Lyell Immunopharma announced this week that it has completed construction of a $65 million, 70,000-square-foot LyFE Manufacturing Center, which the company will use to support clinical trials and meet cell therapy manufacturing needs.
The new center, located in the Canyon Park complex in Bothell, Washington, represents “crucial infrastructure” to support Lyell’s growing research and development requirements, Lyell’s Chief Technical Operations Officer Stephen Hill said in a statement.
“Manufacturing is integral to the actual design and performance of new cell therapies, so we have made large investments to build leading edge capabilities in this area,” Hill said. “LyFE is a paperless facility that has digital manufacturing integrated into the operation. We believe the ability to capture and analyze data in real time will ultimately lead to better and safer cell therapies for patients.”
Lyell, an immuno-oncology pharmaceutical company, was founded in 2018. The company works to reprogram T cells, a lymphocyte that actively participates in the immune response, to develop potentially curative treatments for solid tumors. The company combines proprietary ex vivo genetic and epigenetic reprogramming technologies to approach barriers with T cell receptors, chimeric antigen receptors and tumor-infiltrating lymphocytes.

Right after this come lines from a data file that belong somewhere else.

PR #525, opened 2023-06-01
Visually identify that a field is a drop-down list (single choice) #491

### LINKED ISSUE #491: Visually identify that a field is a drop-down list
Hi,
To help users to visually understand the structure of a Grist table it could be grate to add a small visual indication when the colmun is of type `choice list` or `choice`. May be with an a arrow down for `choice` type and a + for `choice list` type, like we use an = for formulas

 
Peek 2023-04-13 17-31

fflorent:
Fix #491, for single choice lists only.

## Remaining TODO:
 - [x] Ensure it works well when the user only has read-only rights (seems to work just like the reference field);
 - [x] Deduplicate code when relevant (lots of copy-paste from ReferenceEditor ⇒ is this relevant to deduplicate?);
 - [x] Remove the chevron icon when editing from the table view (it should only appear in the detail view);

## Help welcome for these questions :pray::
 - Does this enhancement deserve to write unit tests? I would say no, as it does not introduce new feature per se.
 - Is it relevant to deduplicate the code from the Reference? It is mostly copy/paste of styles
 - Currently the chevron icon is even shown in the Grid when triggering the editor. How would you do that? I am not sure how to manage to remove it:
   - That seems not being doable through CSS, as the editor does not descent from the GridView's HTML element;
   - That seems not being doable through JS, the editor instance is not aware of the view (DetailView, GridView, ...) from which the user has triggered it (and I would not think relevant storing the view in the editor);

Here is how it is rendered as of the current state of the PR:

https://github.com/gristlabs/grist-core/assets/371705/85e20bd5-e42b-4ef3-b1d9-f94dfcb08748.mov

### DIFF
--- a/app/client/widgets/ChoiceTextBox.ts
+++ b/app/client/widgets/ChoiceTextBox.ts
@@ -4,7 +4,8 @@ import {ViewFieldRec} from 'app/client/models/entities/ViewFieldRec';
 import {KoSaveableObservable} from 'app/client/models/modelUtil';
 import {Style} from 'app/client/models/Styles';
 import {cssLabel, cssRow} from 'app/client/ui/RightPanelStyles';
-import {testId} from 'app/client/ui2018/cssVars';
+import {colors, testId} from 'app/client/ui2018/cssVars';
+import {icon} from 'app/client/ui2018/icons';
 import {ChoiceListEntry} from 'app/client/widgets/ChoiceListEntry';
 import {choiceToken, DEFAULT_FILL_COLOR, DEFAULT_TEXT_COLOR} from 'app/client/widgets/ChoiceToken';
 import {NTextBox} from 'app/client/widgets/NTextBox';
@@ -48,6 +49,8 @@ export class ChoiceTextBox extends NTextBox {
     return cssChoiceField(
       cssChoiceTextWrapper(
         dom.style('justify-content', (use) => use(this.alignment) === 'right' ? 'flex-end' : use(this.alignment)),
+        // FIXME ensure right access
+        cssChoiceEditIcon('Dropdown'),
         dom.domComputed((use) => {
           if (this.isDisposed() || use(row._isAddRow)) { return null; }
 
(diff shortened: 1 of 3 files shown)


georgegevoian:
Thanks for opening the PR @fflorent.

To answer your questions:

1. I agree. If you really want to, you can update an existing browser test or two to check for the presence (or absence) of the dropdown icon, but since it's just a cosmetic change, I don't think it's that important to have a test for it.
2. I reviewed your changes and didn't see much duplication, so I think it's fine as is.
3. Both `ChoiceEditor` and `ChoiceTextBox` should have the `field` available to them, which itself has a `viewSection`. You can check what type of view you have by inspecting the `parentKey` of the view section; for example, a card view will have a value of "detail" for the parent key. (It's a bit arcane - sorry!)

fflorent:
The PR got synchronized by itself! :tada:

app/client/widgets/ChoiceTextBox.ts
```diff
@@ -85,6 +90,7 @@ export class ChoiceTextBox extends NTextBox {
       cssRow(
         dom.autoDispose(disabled),
         dom.autoDispose(mixed),
+        cssChoiceEditIcon('Dropdown'),
```
georgegevoian, line 93:
```suggestion
```

The config DOM is what's shown in the right panel (with the editor for choice options), so we don't want to add the icon here.

georgegevoian (changes requested):
Any thoughts on whether we should also show the icon in card list views? They are very similar to card views, so it might be a good idea for the sake of consistency.

fflorent:
Thanks @georgegevoian, I have taken into account your remarks! :)

app/client/widgets/ChoiceTextBox.ts
fflorent: Weird, I thought that I have pushed the change… I fix that!

fflorent: I hope that's better now, thank you for your vigilance!

georgegevoian (approved):
Thanks @fflorent!

Issue #531, opened 2023-06-13
What GRIST_EXT is meant for?


fflorent:
I see the `GRIST_EXT` environment variable being set in these files:
 - https://github.com/gristlabs/grist-core/blob/2b3e31a05c5edaa3f5ede874685b30dd2a17f290/sandbox/watch.sh#L6
 - https://github.com/gristlabs/grist-core/blob/2b3e31a05c5edaa3f5ede874685b30dd2a17f290/buildtools/build.sh#L6

However, I don't see how this variable is used.

Is this still used? What is this meant for?

Thanks in advance :)

fflorent:
Thanks for your reply, I opened the PR #532.

No emergency though. I have my answer :)

fflorent:
Fixed in #532

PR #532, opened 2023-06-13
Remove unused GRIST_EXT env variable #531

fflorent:
As per remark from @paulfitz in #531, I propose to remove the use of `GRIST_EXT` env variable.


paulfitz (approved):
Thanks @fflorent :)

PR #535, opened 2023-06-15
Support spaces in GREP_TESTS values

fflorent:
This is a minor enhancement.

With this PR, not only GREP_TESTS can be assigned a single word like: 
```bash
GREP_TESTS=DocApi yarn test
```

But also can be assigned a whole sentence part:
```bash
GREP_TESTS="supports ascending sort" yarn test
```

That's especially useful to run a single test (and not a whole test suit)

PR #549, opened 2023-06-28
Fix GREP_TESTS unbound error in test_under_docker.sh

fflorent:
To fix what's reported here: https://github.com/gristlabs/grist-core/pull/535#issuecomment-1608908111


paulfitz (approved):
Thanks @fflorent !

PR #550, opened 2023-06-29
avoid test files importing other test files

paulfitz:
There's a little nest of SelectBy tests that sometimes fail. They are also the only browser tests with an import of a helper function from another file that contains tests. Such imports have caused trouble with mocha in the past. I'm not sure if that is the case now, but I'd like to eliminate it as a possibility.


paulfitz:
Motivated by sporadic failures like https://github.com/gristlabs/grist-core/actions/runs/5405944288/jobs/9822189736

berhalak (approved):
Thanks.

In the second half of 2020, Lyell announced a string of U.S.-based research and clinical development partnerships. Lyell entered into a research partnership with Orca Bio in September 2020, a collaboration that was designed to jointly identify next-generation T cell therapies for solid tumors with the use of Orca Bio’s precision purification T cell technologies.

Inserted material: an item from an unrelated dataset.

PR #551, opened 2023-06-29
skip building test harness in docker image

paulfitz:
A small test harness bundle was recently added that is breaking the docker image build. It could be added to the docker image, but that would introduce a bunch of extraneous test file dependencies. So this tweaks the build to simply skip the test bundle if its primary source file is not found.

And in June 2020, Lyell entered into a research and clinical development partnership with PACT Pharma.
“By combining efforts in this way, PACT and Lyell are leveraging the best technologies on both sides of the T cell specificity-functionality equation,” said Lyell’s previous Chief Executive Officer Rick Klausner, M.D., at the time of the announcement. “More than a technological partnership, this is an opportunity to leverage decades of expertise from some of the field’s best minds, which is very exciting to all of us.”
Around the onset of the COVID-19 pandemic, Eureka Therapeutics completed a $45 million Series E financing and entered into a strategic collaboration with Lyell. The strategic partnership is targeted to develop treatments against several undisclosed solid tumors.

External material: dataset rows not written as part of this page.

PR #557, opened 2023-07-06
i18n: userManager translation + some forgotten translations

CamilleLegeron:
Hi,

I've added userManager translation + some forgotten translations

I've discovered that leaving a '+' in the string breaks the translation (see the `AccessRules.ts` file)


app/client/models/SearchModel.ts
```diff
@@ -12,6 +12,10 @@ import {TableData} from 'app/common/TableData';
 import {BaseFormatter} from 'app/common/ValueFormatter';
 import {Computed, Disposable, Observable} from 'grainjs';
 import debounce = require('lodash/debounce');
+import { makeT } from 'app/client/lib/localization';
+
+// Use 'tt' instade of 't', because 't' is already delared in the upper scope
```
dsagal, line 17: I think it's better to use `t` here for consistency with all other code. The lint error about `t` being already declared is in unrelated lines which seem better candidates to rename the variable (e.g. one maps tables, so could replace `t` with `table`; and the other maps pages, so could replace `t` with `page`).

app/client/ui/UserManager.ts
```diff
@@ -103,13 +106,13 @@ export function showUserManagerModal(userApi: UserAPI, options: IUserManagerOpti
     if (model.isSelfRemoved.get()) {
       const name = resourceName(model.resourceType);
       confirmModal(
-        `You are about to remove your own access to this ${name}`,
-        'Remove my access', tryToSaveChanges,
+        t(`You are about to remove your own access to this {{name}}`, { name }),
```
dsagal, line 109: Renaming this from "name" to "resourceType" would be clearer I think. It may have values like "document", "workspace", or "team site".

app/client/aclui/AccessRules.ts
```diff
@@ -1178,8 +1178,8 @@ Useful for examples and templates, but not for sensitive data.`),
   },
   SchemaEdit: {
     name: t("Permission to edit document structure"),
-    description: t("Allow editors to edit structure (e.g. modify and delete tables, columns, " +
-        "layouts), and to write formulas, which give access to all data regardless of read restrictions."),
+    description: t("Allow editors to edit structure (e.g. modify and delete tables, columns, \
+      layouts), and to write formulas, which give access to all data regardless of read restrictions."),
```
dsagal, line 1182: I see that this is indeed missing from Weblate, and found some issues in i18next-scanner for this (https://github.com/i18next/i18next-scanner/issues/35 and https://github.com/i18next/i18next-scanner/issues/227). Thank you for finding and fixing!

Should the whitespace at the start of the continuation lines be removed? Otherwise the extra whitespace becomes part of the string.

BTW, it looks like there are a few other such instances of concatenated strings; I found some more using this command `grep -rI '\bt(.*+$' ./app`.

app/client/ui/UserManager.ts
```diff
@@ -103,13 +106,13 @@ export function showUserManagerModal(userApi: UserAPI, options: IUserManagerOpti
...
+        t('Remove my access'), tryToSaveChanges,
         {
           explanation: (
-            'Once you have removed your own access, ' +
-            'you will not be able to get it back without assistance ' +
-            `from someone else with sufficient access to the ${name}.`
+            t(`Once you have removed your own access, \
+            you will not be able to get it back without assistance \
```
dsagal, line 114: Here too, it may be better to remove the leading whitespace on continuation lines, even if code ends up less well-aligned.

app/client/ui/UserManager.ts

The company’s new facility in Washington state integrates “advanced data and analytics approaches that enable a completely digital manufacturing process,” the company stated. This manufacturing process “includes real-time data feedback and batch monitoring, as well as analytical capabilities that enable artificial intelligence and machine learning applications to enable faster process improvements.”
Amazon Web Services (AWS) was used to support the LyFE Manufacturing Center’s digital manufacturing capabilities. Lyell decided to run its entire cloud infrastructure on AWS back in May 2020 and also selected the Amazon service for standard machine learning workloads.
According to the company, the new facility represents one of the first cell therapy manufacturing centers to see benefit from AWS’s cloud computing, Internet of Things and advanced analytics services.
“History in cell therapy suggests that cell therapies are safer and more effective when manufacturing systems can create a more consistent product, in terms of both cellular composition and functional profile,” said Lyell’s current Chief Executive Officer Liz Homans. “The ability to fine tune our manufacturing and process development to produce the most effective cancer-fighting cells is what this center is all about.”